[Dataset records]
┌────────

PR #686, opened 2026-04-16
account: remove PROGRAM_OWNERS

buffalojoec:
#### Problem
This constant is sketchy, since it has consensus implications and one of the programs previously contained in it will be removed. It's also only used in two places in the same crate in Agave, so it can just be inlined.

#### Summary of Changes
Remove `PROGRAM_OWNERS`.

### DIFF
--- a/account/src/lib.rs
+++ b/account/src/lib.rs
@@ -15,7 +15,6 @@ use {
     solana_clock::{Epoch, INITIAL_RENT_EPOCH},
     solana_instruction_error::LamportsError,
     solana_pubkey::Pubkey,
-    solana_sdk_ids::{bpf_loader, bpf_loader_deprecated, bpf_loader_upgradeable, loader_v4},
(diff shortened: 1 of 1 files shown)


joncinque:
Let's mark it deprecated and do a minor release first, and that way we know to fixup all usages

buffalojoec:
@joncinque I landed both https://github.com/anza-xyz/solana-sdk/pull/690 and https://github.com/anza-xyz/agave/pull/11996, so this should be good to go!

Which version should we publish at?

joncinque:
We can publish a breaking release if we want to land this, but to avoid unnecessary downstream annoyance, let's use the semver trick on v4, and re-export everything from v5, and inline `PROGRAM_OWNERS` in a new v4 release.

buffalojoec:
I think I'd rather just leave it deprecated for now and let a major get cut when we actually need some more significant breakage. The deprecation warning should be enough for Agave, and it's already been removed in the validator.

PR #688, opened 2026-04-16
Revert "account: remove loader v4 from PROGRAM_OWNERS"

kskalski:
Reverts anza-xyz/solana-sdk#654

Context: https://github.com/anza-xyz/agave/pull/11798#pullrequestreview-4117842549


buffalojoec:
We might also want to yank 4.2.0 after publishing this change as 4.2.1, but I do not have perms to do that.

buffalojoec:
@kskalski we still want to land this. Reopening.

buffalojoec (approved):

PR #690, opened 2026-04-16
account: deprecate PROGRAM_OWNERS

buffalojoec:
#### Problem
This constant is sketchy, since it has consensus implications and one of the programs previously contained in it will be removed. It's also only used in two places in the same crate in Agave, so it can just be inlined.

#### Summary of Changes
Deprecate `PROGRAM_OWNERS`.

### DIFF
--- a/account/src/lib.rs
+++ b/account/src/lib.rs
@@ -693,7 +693,7 @@ pub fn create_is_signer_account_infos<'a>(
 }
 
 /// Replacement for the executable flag: An account being owned by one of these contains a program.
-#[deprecated(since = "5.0.0", note = "no longer available as a constant")]
+#[deprecated(since = "4.3.0", note = "no longer available as a constant")]
 pub const PROGRAM_OWNERS: &[Pubkey] = &[
     bpf_loader_upgradeable::id(),
     bpf_loader::id(),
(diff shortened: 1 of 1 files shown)


account/src/lib.rs
```diff
@@ -693,6 +693,7 @@ pub fn create_is_signer_account_infos<'a>(
 }
 
 /// Replacement for the executable flag: An account being owned by one of these contains a program.
+#[deprecated(since = "5.0.0", note = "no longer available as a constant")]
```
joncinque: Next version with the deprecation warning will probably be 4.3.0 -- do you want to add back loader v4 while we're at it?

buffalojoec: Ah crap I always get these attributes wrong.

buffalojoec: > Next version with the deprecation warning will probably be 4.3.0 -- do you want to add back loader v4 while we're at it?

Same PR or separate?

joncinque: May as well keep it separate so we can audit better

buffalojoec: Then how about we merge the revert first? https://github.com/anza-xyz/solana-sdk/pull/688
I can rebase onto that.

joncinque: order shouldn't matter -- let's just land them both!

joncinque (approved):
Looks great!

PR #692, opened 2026-04-16
program-log-macro: Use block expression

febo:
### Problem

Currently the `log!` macro expansion behaves differently depending on whether there are placeholders in the message or not. This is problematic since it might lead to an invalid expansion when the macro is used in a `match` arm expression, for example.

### Solution

Update the macro expansion to always return a block.


joncinque (approved):
Makes sense!

PR #693, opened 2026-04-17
program-log: Allow custom crate name in macro expansion

febo:
### Problem

Currently the log macros hardcode the `solana-program-log` crate name, which prevents their use when a different dependency name is used.

### Solution

This PR makes 2 main changes:
* the `log!` macro is wrapped in a `macro_rules` and the `$crate` value is forwarded to the proc_macro.
* the `log_cu_usage` proc_macro_attribute  now has an optional `crate` path attribute, which allows the caller to specify the log crate name.

### DIFF
--- a/program-log-macro/Cargo.toml
+++ b/program-log-macro/Cargo.toml
@@ -19,6 +19,7 @@ rustdoc-args = ["--cfg=docsrs"]
 proc-macro = true
 
 [dependencies]
+proc-macro-crate = "3"
 quote = { workspace = true }
 regex = { workspace = true }
 syn = { workspace = true, features = ["extra-traits", "full"] }
--- a/program-log-macro/Cargo.toml
+++ b/program-log-macro/Cargo.toml
@@ -19,7 +19,6 @@ rustdoc-args = ["--cfg=docsrs"]
 proc-macro = true
 
 [dependencies]
-proc-macro-crate = "3"
 quote = { workspace = true }
 regex = { workspace = true }
 syn = { workspace = true, features = ["extra-traits", "full"] }
--- a/program-log-macro/src/lib.rs
+++ b/program-log-macro/src/lib.rs
@@ -7,7 +7,6 @@ extern crate alloc;
 use {
     alloc::{format, string::ToString, vec::Vec},
     proc_macro::TokenStream,
-    proc_macro_crate::{crate_name, FoundCrate},
     quote::quote,
     regex::Regex,
     syn::{
@@ -23,7 +22,7 @@ const DEFAULT_BUFFER_SIZE: &str = "200";
 
 /// The default name of the `solana-program-log` package to search for when
 /// discovering the crate path.
-const PROGRAM_LOG_PACKAGE_NAME: &str = "solana-program-log";
+const PROGRAM_LOG_PACKAGE_NAME: &str = "::solana_program_log";
 
 /// Represents the input arguments to the `log!` macro.
 struct LogArgs {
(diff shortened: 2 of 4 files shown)


program-log-macro/src/lib.rs
```diff
@@ -81,13 +160,15 @@ impl Parse for LogArgs {
 ///
 /// # Arguments
 ///
+/// - `crate_path`: The path to the crate where the `Logger` struct is defined. This is a required argument.
```
joncinque: Maybe I'm misunderstanding how this is supposed to be used, but isn't this a little ugly?

Does someone need to write: `solana_program_log_macro::log!("solana-program-log", "{}", ...)` every time?

Can this be done with a different macro -- kind of like the difference between `println!` and `write!`? So we could have the simple `log!` and also `log_with_crate!` for those that need it.

program-log-macro/Cargo.toml
```diff
@@ -19,6 +19,7 @@ rustdoc-args = ["--cfg=docsrs"]
 proc-macro = true
 
 [dependencies]
+proc-macro-crate = "3"
```
joncinque: This dep depends on `toml_edit`, which is not no-std -- is that ok for the final build to be no-std?

joncinque (commented):
Just a couple of questions, the CU logging one is definitely good with me

program-log-macro/Cargo.toml
febo: You are right! Even `proc-macro-crate` is no no-std. I removed this dependency and instead of trying to "guess" the crate name, just used `solana_program_log`. This should work in most cases, so we probably don't need anything too fancy.

program-log-macro/src/lib.rs
febo: > Does someone need to write: solana_program_log_macro::log!("solana-program-log", "{}", ...) every time?

The idea is that this macro gets wrapped in a `macro_rules` so then `$crate` is forwarded. `solana-program-log` is doing this now.

We could make the crate name optional, but I guess in most cases the macro is used through `solana-program-log`.

febo:
@joncinque Following up on this, do you think we need to make further changes? For the `proc_macro_attribute`, there is not a very good solution. We either use a default value for the crate if one is not specified or we can use `toml_parser` to try to "discover" the crate.

program-log-macro/src/lib.rs
```diff
@@ -65,14 +76,54 @@ impl Parse for LogArgs {
...
+
+            return Ok(Self { crate_path });
+        }
+
+        // Support for standalone path.
+        let crate_path = input.parse::<Path>()?;
+
+        if !input.is_empty() {
+            return Err(input.error("unexpected tokens after crate path"));
+        }
```
joncinque, line 118: nit: can we just combine these branches?
```suggestion
        // Support for `crate = <PATH>`.
        if input.peek(Token![crate]) {
            input.parse::<Token![crate]>()?;
            input.parse::<Token![=]>()?;
        }

        // Support for standalone path.
        let crate_path = input.parse::<Path>()?;

        if !input.is_empty() {
            return Err(input.error("unexpected tokens after crate path"));
        }
```

joncinque (commented):
Sorry for the slow review, this one fell off the radar. Looks great to me! Just a nit

joncinque (dismissed):
Thanks!

febo:
Sorry @joncinque, made one more change. Decided to make the crate path optional on the `log` proc macro as well, so when we publish the new version it is not a breaking change.

joncinque (approved):
Looks great!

└────────

• Work task:
Only lines with the word "available" are wanted; pull each of them from the records.

• Solution to this exercise:
-#[deprecated(since = "5.0.0", note = "no longer available as a constant")]
+#[deprecated(since = "4.3.0", note = "no longer available as a constant")]
+#[deprecated(since = "5.0.0", note = "no longer available as a constant")]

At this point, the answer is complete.